La ricerca esistente, sebbene scarsa, suggerisce che la meditazione sia un candidato attraente nella prospettiva di un rimedio efficace, accessibile ed economico. Gli studi dimostrano che la pratica della meditazione modifica la struttura cerebrale aumentando lo spessore corticale nella aree deputate alle capacità attentive, al controllo esecutivo, ai processi di memoria, alla regolazione emotiva e alla gestione dello stress (per approfondire, leggi I benefici della meditazione sul cervello).
I ricercatori però, si sono chiesti se tale cambiamento fosse in relazione anche con l’esperienza e se quindi fosse maggiore nei meditatori più anziani.

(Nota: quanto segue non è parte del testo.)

PR #165, opened 2024-04-17
Query as API

### LINKED ISSUE #164: Queries as an API
We want to launch a feature where users can create RESTful endpoints based on queries. This is an enhancement of "saved queries".

I have started this work in a branch: https://github.com/scratchdata/scratchdata/pull/163/files

This is roughly how I propose building it:

- Rename "Shared Query" to "Saved Query"
    - These queries can either be public, meaning they can be used as public share links
    - Or they can be private, meaning they require an API key to query
- Queries should accept named parameters. For example: `SELECT * FROM events WHERE user = @user`
    - These will be passed as query parms: `GET /user_events?user=alice`
- We should be able to create API keys which only have access to these queries (and not access to any other endpoints)
- When we create an API key, we should be able to set default parameters that cannot be overridden
    - For example, create an API key `api_key_1` with the `user` parameter set to `alice`.
    - In this case, the person making the query does not need to specify a `?user=alice`. If they do, then the parameter will be overwritten by the default
- Ideally, an API key could be granted access to multiple endpoints.

Finally, there should be a UI for creating these queries. 

- I had started a UI [prototype](https://github.com/scratchdata/api_builder/blob/main/api-builder/src/routes/create/%2Bpage.svelte): 
- Here's a [video](https://www.youtube.com/watch?v=XY5ytJMJGmc) of the ideal state.
- Homepage [screenshot](https://scratchdata.com/static/endpoints_screenshot.png).

If we have time:
- It would be awesome to be able to create models (protobuf or openapi) 
    - We can either use EXPLAIN statements or `DESCRIBE (select * from events where user = @user)` to get the output type. 
- Auto-generate documentation (just the basics)

breadchris:
Resolves #164

### DIFF
--- a/pkg/storage/database/models/models.go
+++ b/pkg/storage/database/models/models.go
@@ -8,13 +8,15 @@ import (
 	"gorm.io/gorm"
 )
 
-type ShareQuery struct {
+type SavedQuery struct {
 	gorm.Model
-	UUID          string `gorm:"index:idx_share_query_uuid,unique"`
+	UUID          string `gorm:"index:idx_saved_query_uuid,unique"`
 	DestinationID int64
 	Name          string
 	Query         string
 	ExpiresAt     time.Time
+	IsPublic      bool
+	Slug          string
 }
 
 type Team struct {
@@ -62,9 +64,14 @@ type ConnectionRequest struct {
 
 type APIKey struct {
 	gorm.Model
+	Name          string
 	DestinationID uint
 	Destination   Destination `gorm:"constraint:OnDelete:CASCADE"`
 	HashedAPIKey  string      `gorm:"index"`
+	// If the API key is specific to a saved query
+	SavedQueryID uint
+	SavedQuery   SavedQuery
+	QueryParams  datatypes.JSONMap
 }
 
 type MessageType string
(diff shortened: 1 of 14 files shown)


pkg/storage/database/models/models.go
```diff
@@ -62,9 +64,14 @@ type ConnectionRequest struct {
 
 type APIKey struct {
 	gorm.Model
+	Name          string
 	DestinationID uint
 	Destination   Destination `gorm:"constraint:OnDelete:CASCADE"`
 	HashedAPIKey  string      `gorm:"index"`
+	// If the API key is specific to a saved query
+	SavedQueryID uint
```
poundifdef, line 72: One comment here (I realize this is copied from my existing branch.) I'd started to refactor this so that the APIKey table does not have a SavedQuery, and instead use a Join table, ie, `apikey_savedquery`. Then I just added an APIKey "type" (`QUERY`, `GENERAL` - or something more descriptive) that tells me about who the key belongs to.

This also then lets me create a single API key and give it access to multiple endpoints. And it didn't make sense the `QueryParams` be in this table either since it's such a specific use case.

Nel primo studio effettuato, (Lazar et al., 2005) i ricercatori hanno confrontato, tramite la risonanza magnetica, i cervelli di venti persone con un’esperienza di molti anni nella Meditazione Vipassana, con quelli di venti persone senza alcuna esperienza in tale pratica. La Vipassana è una tecnica meditativa che prevede un insieme di momenti di contemplazione che si focalizzano sul corpo, sulle sensazioni e sulla mente.
Dallo studio è emerso che le regioni cerebrali associate all’attenzione, all’enterocezione e all’elaborazione sensoriale, erano più spesse in chi faceva meditazione, ma la novità era che tale spessore risultava maggiore nei soggetti più anziani che praticavano la meditazione da più tempo, suggerendo così che la meditazione potrebbe compensare l’assottigliamento corticale legato all’età, in particolare nelle regioni frontali.
A questo studio ne sono seguiti altri che hanno confermato tali risultati, ma dove il campione di soggetti coinvolto non era abbastanza ampio (Pagnoni and Cekic, 2007; Luders et al., 2011). Così nel 2015 un gruppo di ricerca (Luders et al., 2015) ha voluto esaminare il legame tra l’età e l’atrofia cerebrale su un campione molto vasto (100 persone tra i 24 e 77 anni), costituito da meditatori esperti e controlli.
Abbiamo detto che all’aumentare dell’età il cervello va incontro ad un’atrofia, indicando quindi un declino lungo il tempo ed infatti i risultati dello studio mostrano che lo spessore cerebrale, sia nei meditatori che nei controlli, diminuiva con l’avanzare dell’età, ma il risultato più importante è che tale declino era minore in chi praticava la meditazione. Questi risultati indicano quindi una minore atrofia della materia grigia legata all’età in chi pratica la meditazione per molto tempo.
Presi insieme, i risultati degli studi presenti in letteratura, sembrano aggiungere maggiore supporto all’ipotesi che la meditazione costituisca un fattore di protezione per il cervello e sia associata con la riduzione del declino legato all’età.
I ricercatori auspicano che in futuro ci siano ulteriori ricerche anche di tipo longitudinale (che quindi valutino tali effetti attraverso più misurazioni nel corso del tempo) e che si arrivi a determinare anche i criteri necessari, non solo in termini di ore di pratica o di anni in totale, ma anche rispetto alla lunghezza, frequenza e regolarità delle sessioni di pratica individuale, che è necessario rispettare affinchè si ottengano i benefici sperati.